Undergrad Proving the product rule using probability

Click For Summary
The discussion centers on a proof of the product rule using cumulative distribution functions (CDFs) and probability density functions (PDFs) for independent random variables. It establishes that the PDF of the maximum of two independent variables can be derived from their CDFs, leading to the conclusion that the derivative of the product of their CDFs equals the sum of their individual contributions. Participants explore the implications of this proof for probabilistic functions and discuss alternative methods for deriving the PDF without initially using the CDF. The conversation highlights the cleverness in calculating the PDF by considering small intervals around the maximum value and emphasizes the connection to the intuitive understanding of the product rule. The proof effectively demonstrates the relationship between the independence of random variables and the product of their distributions.
Office_Shredder
Staff Emeritus
Science Advisor
Gold Member
Messages
5,705
Reaction score
1,589
I thought this was kind of a cool proof of the product rule.

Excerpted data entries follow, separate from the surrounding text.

PR #1216, opened 2020-02-19
[mariadb] warning alters when # of running threads is more than 15.

chuan137:
To detect the mysqldump issues earlier. The MariaDBWaitingForLock alert will fire only when other writing queries  take place and time out. But the threshold 15, might be aggressive.


chuan137:
https://prometheus-openstack.eu-nl-1.cloud.sap/graph?g0.range_input=12h&g0.end_input=2020-02-15%2020%3A38&g0.expr=mysql_global_status_threads_running%7Bapp%3D~%22manila.*%22%7D&g0.tab=0

PR #1222, opened 2020-02-21
Fixed Playbook link for Ironic Canary

B1Sandmann:


B1Sandmann:
Tests fails because of
```
[ERROR] templates/: render error in "ironic/charts/postgresql/templates/pgbouncer-deployment.yaml": template: ironic/charts/postgresql/templates/pgbouncer-deployment.yaml:65:174: executing "ironic/charts/postgresql/templates/pgbouncer-deployment.yaml" at <.Values.global.pgbou...>: invalid value; expected string
```
But I didn't touch this.

B1Sandmann:
As #1252 is now merged I think this should be good to go? cc @BerndKue

B1Sandmann:
Bumped chart version so it can be deployed.

PR #1237, opened 2020-02-26
Swift: add health-exporter deployment

talal:


openstack/swift/templates/health-exporter-deployment.yaml
```diff
@@ -0,0 +1,73 @@
+{{- if $.Values.health_exporter }}
+{{- if not $.Values.health_statsd }}
+{{- range $cluster_id, $cluster := .Values.clusters }}
```
reimannf: Once per region is enough. We don't need that per swift-cluster as there is only identical information.

openstack/swift/templates/health-exporter-deployment.yaml
```diff
@@ -0,0 +1,68 @@
...
+      maxSurge: 2
+  selector:
+    matchLabels:
+      component: swift-health-exporter
+  template:
+    metadata:
+      labels:
+        component: swift-health-exporter
+      annotations:
+        checksum/swift-cluster.etc: {{ include "swift/templates/etc/cluster-configmap.yaml" $ | sha256sum }}
```
reimannf: This is per swift cluster. we do not need. Just add the ring checksum as well `{{- include "swift_conf_annotations" $ | indent 8 }}`

PR #1238, opened 2020-02-27
[Barbican] Set resources and replicas values

rajivmucheli:
Adding values

### DIFF
--- a/openstack/barbican/templates/api-deployment.yaml
+++ b/openstack/barbican/templates/api-deployment.yaml
@@ -12,7 +12,7 @@ metadata:
     type: api
     component: barbican
 spec:
-  replicas: {{ .Values.pod.replicas.api }}
+  replicas: {{ .Values.api.replicas }}
   revisionHistoryLimit: {{ .Values.pod.lifecycle.upgrades.deployments.revisionHistory }}
   strategy:
     type: {{ .Values.pod.lifecycle.upgrades.deployments.podReplacementStrategy }}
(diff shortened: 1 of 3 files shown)


openstack/barbican/templates/api-deployment.yaml
```diff
@@ -12,7 +12,7 @@ metadata:
     type: api
     component: barbican
 spec:
-  replicas: {{ .Values.pod.replicas.api }}
+  replicas: {{ .Values.api.replicas }}
```
Carthaca: I suggest to set a default

openstack/barbican/templates/api-deployment.yaml
```diff
@@ -57,6 +57,15 @@ spec:
                   name: sentry
                   key: barbican.DSN.python
             {{- end }}
+            {{- if .Values.api.resources.enabled }}
```
Carthaca: This will not work without a default value or some additional guards

openstack/barbican/templates/api-deployment.yaml
rajivmucheli: we cannot set to default due CPU constraints in qa-de-2, 

example: https://github.wdf.sap.corp/cc/secrets/blob/barbican_qa-de-2_values/qa-de-2/values/barbican.yaml#L44

Carthaca: That is a different perspective - you can override the value. If you don't want a default - at least mark the value as required please

openstack/barbican/templates/api-deployment.yaml
rajivmucheli: https://github.wdf.sap.corp/cc/secrets/blob/barbican_qa-de-2_values/staging/values/barbican.yaml#L35

https://github.wdf.sap.corp/cc/secrets/blob/barbican_qa-de-2_values/staging/values/barbican.yaml#L35

testing in qa-de-2 and staging at the moment

openstack/barbican/templates/api-deployment.yaml
rajivmucheli: https://github.com/sapcc/helm-charts/pull/1238/commits/efb62f288c1eb7820187c484ecd4e1891a30bb33 hope this is fine?

rabbitmq_notifications which is required for barbican-audit which is enabled in all regions expect staging

rajivmucheli:
unsure how this passed : https://github.com/sapcc/helm-charts/pull/1263

PR #1243, opened 2020-02-28
[mariadb] fallback to derived passwords

Carthaca:
- use masterpassword mechanism if passwords are not overriden
- for ease of use: add MYSQL_PWD env


galkindmitrii:
OK. FYI: there is also a hammer tool on internal github which supports reading the secret and opening cli directly to both postgres and maria.

Carthaca:
for whatever reason `ccm dbcli` does not work on my mac ¯\_(ツ)_/¯

PR #1247, opened 2020-03-02
[utils] fallback to derived password for mariadb connection

Carthaca:
and allow for derived password


galkindmitrii:
I suppose that will break things for a number of services as I don't see the values set everywhere..

Carthaca:
right, the risk is not worth the exercise

PR #1248, opened 2020-03-03
[tempest][cinder] Add cleanup script

joker-official:
We've run into quota errors with cinder recently. There were a couple of
volumes in different states, but also groups and snapshots. We now try to
delete them after every run.


hemna:
lgtm

PR #1259, opened 2020-03-05
global grafanaAsAServicePassword

artherd42:


Carthaca:
can you adjust in openstack/domain-seeds/values.yaml as well, please

PR #1278, opened 2020-03-13
[Kubernetes] fix playbook link

B1Sandmann:


auhlig:
Could you bump the chart version so this actually gets deployed @B1Sandmann?

B1Sandmann:
@auhlig sorry not so familiar with helm yet. This should do it I believe?

auhlig:
Yes. LGTM

PR #1285, opened 2020-03-16
[openstack][nova] Fix typo in bigvm antiaff. host group name

grandchild:
Probably didn't break anything, but might avoid some confusion later.


joker-official:
We can't change it without also changing all currently existing production hostgroups named by the old name. Is it important enough to you to do that?

grandchild:
No not important at all. Hence the PR.

PR #3563, opened 2022-05-30
[nova] Disable console-auth

fwiesel:
Console-auth is deprecated, so we disable it via
setting the replica count to zero (before removing
it eventually completely)

### DIFF
--- a/openstack/nova/templates/consoleauth-deployment.yaml
+++ b/openstack/nova/templates/consoleauth-deployment.yaml
@@ -1,3 +1,4 @@
+{{- if .Values.pod.replicas.consoleauth }}
 kind: Deployment
 apiVersion: apps/v1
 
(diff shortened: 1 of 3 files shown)


openstack/nova/templates/consoleauth-deployment.yaml
```diff
@@ -74,6 +75,7 @@ spec:
           mountPath: /etc/nova/logging.ini
           subPath: logging.ini
           readOnly: true
+{{- end }}
 {{ $envAll := . }}
 {{- range $name, $config := .Values.consoles }}
   {{- if $config.enabled }}
```
joker-at-work, line 81: Do you plan to remove this part when we finally remove nova-consoleauth from the helm-chart?

joker-at-work (approved):

openstack/nova/templates/consoleauth-deployment.yaml
fwiesel: Line 1-78? Yes, that should go. Anything between `if .Values.pod.replicas.consoleauth` and `end`

PR #3565, opened 2022-06-01
[prometheus] Allow -* suffix for named metrics ports

fwiesel:
In case there is more than one port with metrics,
we need to give them distinct names. This change takes all
ports either named `metrics` (as before), but also ports with a suffix separated by a hyphen as prometheus metrics ports.

### DIFF
--- a/common/prometheus-server/templates/podmonitors/pod-sd.yaml
+++ b/common/prometheus-server/templates/podmonitors/pod-sd.yaml
@@ -41,7 +41,7 @@ spec:
             - __meta_kubernetes_pod_container_port_number
             - __meta_kubernetes_pod_container_port_name
             - __meta_kubernetes_pod_annotation_prometheus_io_port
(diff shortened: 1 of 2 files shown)


majewsky:
@fwiesel I've made two amendments to this PR:

1. The non-controversial part is that the same change is now also made to the `ServiceMonitor` object, so the new naming scheme will also work for ports on services, not just for ports on pods.
2. The possibly controversial part is that I'm restricting the regex from `metrics-.*` to `metrics-alt\d+`. I want to keep the rest of the `metrics-...` namespace open, to give us some room for defining new naming conventions if we ever rework this whole service discovery stuff entirely. (I already have a ticket for that in the backlog, but since Arno is OoO for now, we will probably not be working on this right away.)

majewsky:
If there are no objections until then, I will merge this tomorrow.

Let ##F(x)## and ##G(x)## be cumulative distribution functions for independent random variables ##A## and ##B## respectively with probability density functions ##f(x)=F'(x)##, ##g(x)=G'(x)##. Consider the random variable ##C=\max(A,B)##. Let ##H(x)## be the cumulative distribution function of ##C##, with pdf ##h(x)=H'(x)##. Then ##h(x) = f(x)G(x) + F(x)g(x)##. If ##C=x##, it's because either ##A=x## and ##B\leq x## or ##B=x## and ##A\leq x##. But since ##A## and ##B## are independent, to both be smaller than ##x##, the probabilities just multiply. So the cdf is simply ##F(x)G(x)##. Therefore ##\frac{d}{dx} \left(F(x)G(x)\right) = F'(x)G(x) + F(x)G'(x)##.

That's pretty much it! I thought it was kind of neat and wanted to share it.
 
  • Like
Likes vela, FactChecker, etotheipi and 2 others
Physics news on Phys.org
Having done the proof via probability, does that limit its scope to only probabilistic functions?
 
  • Like
Likes member 587159 and FactChecker
The direct proof is simple enough ##H(x)=P(C\le x)=P(A\le x, B\le x)=P(A\le x)P(B\le x)=F(x)G(x)## The last step uses independence of ##A## and ##B##.
 
I wondered how you deduced ##h(x)## without going via. the CDF first? Usually to derive the PDF of the ##\text{max}## function I would have thought you say, assuming independence, ##H(x) = P(C \leq x) = P(A \leq x) P(B \leq x) = F(x)G(x)## and then make use of the product rule to find ##h(x)##.

But for this proof we need to do it backward, i.e. already know what ##h(x)## is. So is there another way of obtaining ##h(x)##? Thanks... sorry if I missed the point ?:)!
 
Last edited by a moderator:
jedishrfu said:
Having done the proof via probability, does that limit its scope to only probabilistic functions?

Technically here F and G are increasing functions between 0 and 1. But the derivative scales with multiplication by a constant, and is invariant under constant shifts, and also is only a property of the function locally. So I think it's easy to prove given any F and G, you can shift them and maybe multiply them by -1 and then redefine them everywhere except for the area where you want to calculate the derivative to make the functions match the requirements.

mathman said:
The direct proof is simple enough ##H(x)=P(C\le x)=P(A\le x, B\le x)=P(A\le x)P(B\le x)=F(x)G(x)## The last step uses independence of ##A## and ##B##.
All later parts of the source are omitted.